# How to Organize Email for Construction



## youseffau (Jan 19, 2019)

Does anyone else have issues when organizing email for different projects, RFI's, submittals etc? I'm sure many of us spend the most time in email rather than construction software. 

Would anyone else find it helpful if there was email software for construction rather construction software for email? I don't want to have to leave my gmail inbox. Many people find it a hassle to speak to subs and clients in an email then have to manage or import this into a second system.


----------



## buildercn (Aug 28, 2018)

I've put alot of thought into this - the only challenge each project is so specific and the naming of emails is so different, it can be hard to automate.
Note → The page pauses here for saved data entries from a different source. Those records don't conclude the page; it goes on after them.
Issue #1190, opened 2024-11-05
Metrics validator label in expanded formet


3benbox:
### Issue type

Bug

### Have you reproduced the bug with the latest dev version?

Yes

### Version

main

### Custom code

Yes

### Describe the issue

The `validator` label value for ipc metrics is printing the public key struct instead of the value

Example:
```
ipc_bottomup_checkpoint_signed_height{validator="PublicKey(Affine { x: Field { n: [66693404, 23532371, 40178610, 55223286, 21415173, 15532913, 25444414, 53056045, 57924191, 4134036], magnitude: 1, normalized: false }, y: Field { n: [20460645, 23136642, 11840773, 46331495, 4715384, 27082347, 25105138, 33510637, 47085913, 150247], magnitude: 1, normalized: false }, infinity: false })"}
```

This value should be just the public key, or an address?

### Repro steps

Collect metrics, observe resulting metric values.

PR #1201, opened 2024-11-14
fix: metrics validator label to use address instead of pk struct formatting

LePremierHomme:
Closes https://github.com/consensus-shipyard/ipc/issues/1190

I used address instead of the public key hex encoding. Can change that if wanted.

### DIFF
--- a/fendermint/app/src/cmd/run.rs
+++ b/fendermint/app/src/cmd/run.rs
@@ -125,7 +125,7 @@ async fn run(settings: Settings) -> anyhow::Result<()> {
         .with_max_retries(settings.broadcast.max_retries)
         .with_retry_delay(settings.broadcast.retry_delay);
 
-        ValidatorContext::new(sk, broadcaster)
+        ValidatorContext::new(sk, addr, broadcaster)
     });
 
     let testing_settings = match settings.testing.as_ref() {
--- a/fendermint/vm/interpreter/src/fvm/checkpoint.rs
+++ b/fendermint/vm/interpreter/src/fvm/checkpoint.rs
@@ -261,7 +261,7 @@ where
                 role: CheckpointSignedRole::Own,
                 height: height.value(),
                 hash: HexEncodableBlockHash(cp.block_hash.to_vec()),
-                validator: validator_ctx.public_key,
+                validator: validator_ctx.addr,
             });
 
             tracing::debug!(?height, "submitted checkpoint signature");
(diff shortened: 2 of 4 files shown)


raulk (approved):
It's unfortunate we have to do this conversion. Two things:

1. We should make `record_metrics()` fallible by returning a `Result<()>`. Then we can avoid having panicking code, and the higher level component would log errors in the error event type. @karlem could you drop a link to an example where we use that event type?
2. Would add a TODO so we try to propagate the FVM address in the validator context.

raulk:
@LePremierHomme nit: the "closing" keyword is not supported by GitHub to link the issue, but "closes", "close", "closed" are. https://docs.github.com/en/issues/tracking-your-work-with-issues/using-issues/linking-a-pull-request-to-an-issue#linking-a-pull-request-to-an-issue-using-a-keyword

LePremierHomme:
> 1. We should make `record_metrics()` fallible by returning a `Result<()>`. Then we can avoid having packing code, and the higher level component would log errors in the error event type. @karlem could you drop a link to an example where we use that event type?

Not sure I understand the purpose of having it fallible. To propagate encoding errors? 

> 2. Would add a TODO so we try to propagate the FVM address in the validator context.

The public key is what's used as the validator key for comparisons. I guess it would be better to just derive `Address` as a view, or fix it as an additional field in the context. It seems to be currently needed just for the metrics, so I could also just change `CheckpointSigned` to contain the address instead of the public key.

karlem:
We should make record_metrics() fallible by returning a Result<()>. This way, we can avoid having packing code, and the higher-level component would log errors using the error event type. @karlem, could you provide a link to an example where we use this event type?
In general, I agree—failing to record a metric should not cause a panic that shuts down the whole node. Here's an example of how to emit a tracing error: https://github.com/consensus-shipyard/ipc/blob/409c1387ddf978a76c999bd8a19c7291dd094fd1/fendermint/vm/interpreter/src/fvm/exec.rs#L200.

However, given point 2:

Would add a TODO so we try to propagate the FVM address in the validator context.

I would suggest we include this change in the current PR. It’s a simple modification—see here: https://github.com/consensus-shipyard/ipc/blob/409c1387ddf978a76c999bd8a19c7291dd094fd1/fendermint/app/src/cmd/run.rs#L128.

By including the address in the event directly, we can skip the conversion altogether and eliminate the need to make record_metrics() fallible. At least for now!

karlem:
@LePremierHomme , the address is already being converted in run.rs. I suggest including it in the ValidatorContext and then using it directly in the event.

raulk:
SGTM!

raulk:
Thank you, @karlem! 🙏

karlem (approved):
@LePremierHomme I think it's fine like this now. Since we do not cause panic in the `record_metrics`.

Issue #1153, opened 2024-09-26
Add the current chain id as a label to the metrics


3benbox:
### Issue type

Feature Request

### Have you reproduced the bug with the latest dev version?

Yes

### Version

main

### Custom code

Yes

### Describe the issue

When a host participates on multiple subnets, or changes to a different subnet, it would be really useful to know the chain the metrics are associated with.

Cometbft already does this, so reusing their label and value creation would be preferred.

<img width="801" alt="image" src="https://github.com/user-attachments/assets/ef6d4a45-fb81-45c6-b061-2b4004c28b94">

### Repro steps

Observe the output generated from the metrics endpoint.

PR #1204, opened 2024-11-15
feat: add `subnet_id` to metrics as a global label

LePremierHomme:
Closes https://github.com/consensus-shipyard/ipc/issues/1153


karlem (approved):
Perfect, small changes. Looks good :)

PR #1205, opened 2024-11-15
feat(node): integration rewards, review comments.

raulk:
Calibration testing:
SubnetRegistryDiamond deployed at 0xbCC8CAbbf2f33D5665B176692CDc6B1135bAE05E
GatewayDiamond deployed at 0x689D7fAD1a77d9aDc7d2C724c366C8EF8D919184


contracts/contracts/activities/Activity.sol
```diff
@@ -51,6 +63,7 @@ struct ValidatorClaimProof {
 }
 
 /// The proofs to batch claim validator rewards in a specific subnet
+/// REVIEW(raulk): Delete this type. Make the method just take the subnet ID and the list of claim proofs.
```
cryptoAtwill, line 66: @raulk I think this type is introduced to handle multiple subnet ids at once. With this structure, might be easier to manage types. Or this requirement is not needed?

contracts/contracts/activities/Activity.sol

I typically have one folder for each project and underneath of that several other folders including:
01 - Startup
02 - Estimating
03 - Submittals
04 - RFIs
05 - Billing
06 - Safety
07 - Schedule
08 - Changes 
09 - Reports
10 - Closeout
12 - Subtrades
>> List Each subtrade

I automate some emails that are consistent with naming and find that the above folder structure takes care of most emails that come in.


----------



## youseffau (Jan 19, 2019)

I wonder if a course on how to do that with Google Apps would be helpful? Combing the auto-sort with putting the attachments in the right shared folders. It could also include using forms which would be very helpful when quoting jobs. Would anything else find this helpful?


----------